═══ DATA

PR #8228, opened 2026-07-26
feat(clickhouse): add support for ```TRUNCATE DATABASE```

AndrewKurg:
### Brief summary of the change made
fixes #8227. Adds support for ClickHouse [```TRUNCATE DATABASE```](https://clickhouse.com/docs/reference/statements/truncate#truncate-database) statement.
I am also planning to add support for [```TRUNCATE ALL TABLES```](https://clickhouse.com/docs/reference/statements/truncate#truncate-all-tables) in a separate PR. 

### Are there any other side effects of this change that we should be aware of?
There should not be any

### Pull Request checklist
- [x] Please confirm you have completed any of the necessary steps below.

- Included test cases to demonstrate any code changes, which may be one or more of the following:
  - `.sql`/`.yml` parser test cases in `test/fixtures/dialects` (note YML files can be auto generated with `tox -e generate-fixture-yml`).
- Added appropriate documentation for the change.

---
## Summary by cubic
Add parsing support for ClickHouse TRUNCATE DATABASE in the ClickHouse dialect so these statements parse and lint correctly, including optional IF EXISTS and ON CLUSTER. Fixes #8227.

- **New Features**
  - Implemented TruncateDatabaseStatementSegment and registered it in StatementSegment.
  - Added fixtures and parse tests for base, IF EXISTS, and ON CLUSTER variants.

<sup>Written for commit 5ac02565865a7c080e3a5a1acdd66395e4aa3c60. Summary will update on new commits.</sup>

<a href="https://cubic.dev/pr/sqlfluff/sqlfluff/pull/8228?utm_source=github" target="_blank" rel="noopener noreferrer" data-no-image-dialog="true"><picture><source media="(prefers-color-scheme: dark)" srcset="https://www.cubic.dev/buttons/review-in-cubic-dark.svg"><source media="(prefers-color-scheme: light)" srcset="https://www.cubic.dev/buttons/review-in-cubic-light.svg">Review in cubic</picture></a>

Issue #8227, opened 2026-07-26
ClickHouse: Missing syntax support for TRUNCATE DATABASE


AndrewKurg:
### Search before asking

- [x] I searched the [issues](https://github.com/sqlfluff/sqlfluff/issues) and found no similar issues.

### What Happened

sqlfluff can't parse ```TRUNCATE DATABASE``` using clickhouse dialect

### Expected Behaviour

The statement is parsed correctly

### Observed Behaviour

```
[L:  1, P:  1]      |file:
[L:  1, P:  1]      |    statement:
[L:  1, P:  1]      |        truncate_table:
[L:  1, P:  1]      |            keyword:                                          'truncate'
[L:  1, P:  9]      |            whitespace:                                       ' '
[L:  1, P: 10]      |            table_reference:
[L:  1, P: 10]      |                naked_identifier:                             'database'
[L:  1, P: 18]      |    whitespace:                                               ' '
[L:  1, P: 19]      |    unparsable:                                               !! Expected: 'Nothing else in FileSegment.'
[L:  1, P: 19]      |        word:                                                 'test'
[L:  1, P: 23]      |        semicolon:                                            ';'
[L:  1, P: 24]      |    newline:                                                  '\n'
[L:  2, P:  1]      |    [META] end_of_file:

==== parsing violations ====
L:   1 | P:  19 |  PRS | Line 1, Position 19: Found unparsable section: 'test;'

```

### How to reproduce

```
sqlfluff parse --dialect=clickhouse -
```
```
truncate database test;
```

### Dialect

clickhouse

### Version

sqlfluff, version 4.2.2
Python 3.11.15

### Configuration

default

### Are you willing to work on and submit a PR to address the issue?

- [x] Yes I am willing to submit a PR!

### Code of Conduct

- [x] I agree to follow this project's [Code of Conduct](https://github.com/sqlfluff/sqlfluff/blob/main/CODE_OF_CONDUCT.md)

PR #8231, opened 2026-07-27
ClickHouse: Support TRUNCATE DATABASE statement

sejalr28:
## Summary

This PR adds parser support for the `TRUNCATE DATABASE` statement in the ClickHouse dialect.

Previously, SQLFluff only parsed `TRUNCATE TABLE` statements. This change extends the grammar to recognize `TRUNCATE DATABASE` using the existing `DatabaseReferenceSegment`.

## Changes

- Added support for `TRUNCATE DATABASE <database_name>`
- Added a regression test in `truncate_table.sql`
- Updated the corresponding parse fixture

## Testing

- Regenerated ClickHouse parse fixtures
- Ran ClickHouse dialect tests (`156 passed`)

---
## Summary by cubic
Adds parser support for TRUNCATE DATABASE in the ClickHouse dialect. SQLFluff now parses TRUNCATE DATABASE statements (e.g., TRUNCATE DATABASE test) alongside TRUNCATE TABLE, with a regression test and updated fixtures.

<sup>Written for commit 76e2d903d408d1f61fc24439393c84cf9630d143. Summary will update on new commits.</sup>

<a href="https://cubic.dev/pr/sqlfluff/sqlfluff/pull/8231?utm_source=github" target="_blank" rel="noopener noreferrer" data-no-image-dialog="true"><picture><source media="(prefers-color-scheme: dark)" srcset="https://www.cubic.dev/buttons/review-in-cubic-dark.svg"><source media="(prefers-color-scheme: light)" srcset="https://www.cubic.dev/buttons/review-in-cubic-light.svg">Review in cubic</picture></a>


adhavan18 (commented):
Heads-up @sejalr28 — this overlaps with #8228, which adds the same ClickHouse `TRUNCATE DATABASE` support and was opened about half a day earlier against #8227. Worth linking the two so a maintainer only has to review one.

Since the two take different approaches, I checked both locally against `main` to see how they actually behave:

| statement | `main` | this PR (#8231) | #8228 |
|---|---|---|---|
| `TRUNCATE DATABASE test;` | unparsable | parses | parses |
| `TRUNCATE DATABASE IF EXISTS test;` | unparsable | **unparsable** | parses |
| `TRUNCATE DATABASE test ON CLUSTER clstr;` | unparsable | parses | parses |
| `TRUNCATE TABLE DATABASE test;` | unparsable | **parses** | unparsable |

Two things fall out of extending `TruncateStatementSegment` rather than adding a separate segment:

1. **`IF EXISTS` ends up in the wrong position.** The existing sequence is `TRUNCATE [TABLE] [IF EXISTS] <ref> [ON CLUSTER] [SYNC]`, so `IF EXISTS` has to come *before* the `OneOf`. But [the docs](https://clickhouse.com/docs/sql-reference/statements/truncate) put it after the keyword — `TRUNCATE DATABASE [IF EXISTS] db` — so that form doesn't parse here.

2. **`TRUNCATE TABLE DATABASE test;` now parses**, because `TABLE` is optional and independent of the new `DATABASE` branch. That's accepted on this branch but rejected on `main`, so it's a small loosening rather than an addition.

The resulting parse tree also types a database statement as `truncate_table`, which may be awkward for rules that key off segment type.

Not a maintainer, just another contributor who's been in the dialect files lately — take or leave. But given #8228 already handles `IF EXISTS`/`ON CLUSTER` and is linked to the issue, it might be least effort for everyone to consolidate there. Either way, the `TRUNCATE TABLE DATABASE` case is worth a fixture wherever this lands.

peterbud:
Hi @sejalr28  - I agree that this is already being addressed in #8228

peterbud:
Closing in favor of #8228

══════

• _PROBLEM TO WORK ON_
Hand back the whole listing, exactly as it is.

• _WRITTEN ANSWER_
PR #8228, opened 2026-07-26
feat(clickhouse): add support for ```TRUNCATE DATABASE```

AndrewKurg:
### Brief summary of the change made
fixes #8227. Adds support for ClickHouse [```TRUNCATE DATABASE```](https://clickhouse.com/docs/reference/statements/truncate#truncate-database) statement.
I am also planning to add support for [```TRUNCATE ALL TABLES```](https://clickhouse.com/docs/reference/statements/truncate#truncate-all-tables) in a separate PR. 

### Are there any other side effects of this change that we should be aware of?
There should not be any

### Pull Request checklist
- [x] Please confirm you have completed any of the necessary steps below.

- Included test cases to demonstrate any code changes, which may be one or more of the following:
  - `.sql`/`.yml` parser test cases in `test/fixtures/dialects` (note YML files can be auto generated with `tox -e generate-fixture-yml`).
- Added appropriate documentation for the change.

---
## Summary by cubic
Add parsing support for ClickHouse TRUNCATE DATABASE in the ClickHouse dialect so these statements parse and lint correctly, including optional IF EXISTS and ON CLUSTER. Fixes #8227.

- **New Features**
  - Implemented TruncateDatabaseStatementSegment and registered it in StatementSegment.
  - Added fixtures and parse tests for base, IF EXISTS, and ON CLUSTER variants.

<sup>Written for commit 5ac02565865a7c080e3a5a1acdd66395e4aa3c60. Summary will update on new commits.</sup>

<a href="https://cubic.dev/pr/sqlfluff/sqlfluff/pull/8228?utm_source=github" target="_blank" rel="noopener noreferrer" data-no-image-dialog="true"><picture><source media="(prefers-color-scheme: dark)" srcset="https://www.cubic.dev/buttons/review-in-cubic-dark.svg"><source media="(prefers-color-scheme: light)" srcset="https://www.cubic.dev/buttons/review-in-cubic-light.svg">Review in cubic</picture></a>

Issue #8227, opened 2026-07-26
ClickHouse: Missing syntax support for TRUNCATE DATABASE


AndrewKurg:
### Search before asking

- [x] I searched the [issues](https://github.com/sqlfluff/sqlfluff/issues) and found no similar issues.

### What Happened

sqlfluff can't parse ```TRUNCATE DATABASE``` using clickhouse dialect

### Expected Behaviour

The statement is parsed correctly

### Observed Behaviour

```
[L:  1, P:  1]      |file:
[L:  1, P:  1]      |    statement:
[L:  1, P:  1]      |        truncate_table:
[L:  1, P:  1]      |            keyword:                                          'truncate'
[L:  1, P:  9]      |            whitespace:                                       ' '
[L:  1, P: 10]      |            table_reference:
[L:  1, P: 10]      |                naked_identifier:                             'database'
[L:  1, P: 18]      |    whitespace:                                               ' '
[L:  1, P: 19]      |    unparsable:                                               !! Expected: 'Nothing else in FileSegment.'
[L:  1, P: 19]      |        word:                                                 'test'
[L:  1, P: 23]      |        semicolon:                                            ';'
[L:  1, P: 24]      |    newline:                                                  '\n'
[L:  2, P:  1]      |    [META] end_of_file:

==== parsing violations ====
L:   1 | P:  19 |  PRS | Line 1, Position 19: Found unparsable section: 'test;'

```

### How to reproduce

```
sqlfluff parse --dialect=clickhouse -
```
```
truncate database test;
```

### Dialect

clickhouse

### Version

sqlfluff, version 4.2.2
Python 3.11.15

### Configuration

default

### Are you willing to work on and submit a PR to address the issue?

- [x] Yes I am willing to submit a PR!

### Code of Conduct

- [x] I agree to follow this project's [Code of Conduct](https://github.com/sqlfluff/sqlfluff/blob/main/CODE_OF_CONDUCT.md)

PR #8231, opened 2026-07-27
ClickHouse: Support TRUNCATE DATABASE statement

sejalr28:
## Summary

This PR adds parser support for the `TRUNCATE DATABASE` statement in the ClickHouse dialect.

Previously, SQLFluff only parsed `TRUNCATE TABLE` statements. This change extends the grammar to recognize `TRUNCATE DATABASE` using the existing `DatabaseReferenceSegment`.

## Changes

- Added support for `TRUNCATE DATABASE <database_name>`
- Added a regression test in `truncate_table.sql`
- Updated the corresponding parse fixture

## Testing

- Regenerated ClickHouse parse fixtures
- Ran ClickHouse dialect tests (`156 passed`)

---
## Summary by cubic
Adds parser support for TRUNCATE DATABASE in the ClickHouse dialect. SQLFluff now parses TRUNCATE DATABASE statements (e.g., TRUNCATE DATABASE test) alongside TRUNCATE TABLE, with a regression test and updated fixtures.

<sup>Written for commit 76e2d903d408d1f61fc24439393c84cf9630d143. Summary will update on new commits.</sup>

<a href="https://cubic.dev/pr/sqlfluff/sqlfluff/pull/8231?utm_source=github" target="_blank" rel="noopener noreferrer" data-no-image-dialog="true"><picture><source media="(prefers-color-scheme: dark)" srcset="https://www.cubic.dev/buttons/review-in-cubic-dark.svg"><source media="(prefers-color-scheme: light)" srcset="https://www.cubic.dev/buttons/review-in-cubic-light.svg">Review in cubic</picture></a>


adhavan18 (commented):
Heads-up @sejalr28 — this overlaps with #8228, which adds the same ClickHouse `TRUNCATE DATABASE` support and was opened about half a day earlier against #8227. Worth linking the two so a maintainer only has to review one.

Since the two take different approaches, I checked both locally against `main` to see how they actually behave:

| statement | `main` | this PR (#8231) | #8228 |
|---|---|---|---|
| `TRUNCATE DATABASE test;` | unparsable | parses | parses |
| `TRUNCATE DATABASE IF EXISTS test;` | unparsable | **unparsable** | parses |
| `TRUNCATE DATABASE test ON CLUSTER clstr;` | unparsable | parses | parses |
| `TRUNCATE TABLE DATABASE test;` | unparsable | **parses** | unparsable |

Two things fall out of extending `TruncateStatementSegment` rather than adding a separate segment:

1. **`IF EXISTS` ends up in the wrong position.** The existing sequence is `TRUNCATE [TABLE] [IF EXISTS] <ref> [ON CLUSTER] [SYNC]`, so `IF EXISTS` has to come *before* the `OneOf`. But [the docs](https://clickhouse.com/docs/sql-reference/statements/truncate) put it after the keyword — `TRUNCATE DATABASE [IF EXISTS] db` — so that form doesn't parse here.

2. **`TRUNCATE TABLE DATABASE test;` now parses**, because `TABLE` is optional and independent of the new `DATABASE` branch. That's accepted on this branch but rejected on `main`, so it's a small loosening rather than an addition.

The resulting parse tree also types a database statement as `truncate_table`, which may be awkward for rules that key off segment type.

Not a maintainer, just another contributor who's been in the dialect files lately — take or leave. But given #8228 already handles `IF EXISTS`/`ON CLUSTER` and is linked to the issue, it might be least effort for everyone to consolidate there. Either way, the `TRUNCATE TABLE DATABASE` case is worth a fixture wherever this lands.

peterbud:
Hi @sejalr28  - I agree that this is already being addressed in #8228

peterbud:
Closing in favor of #8228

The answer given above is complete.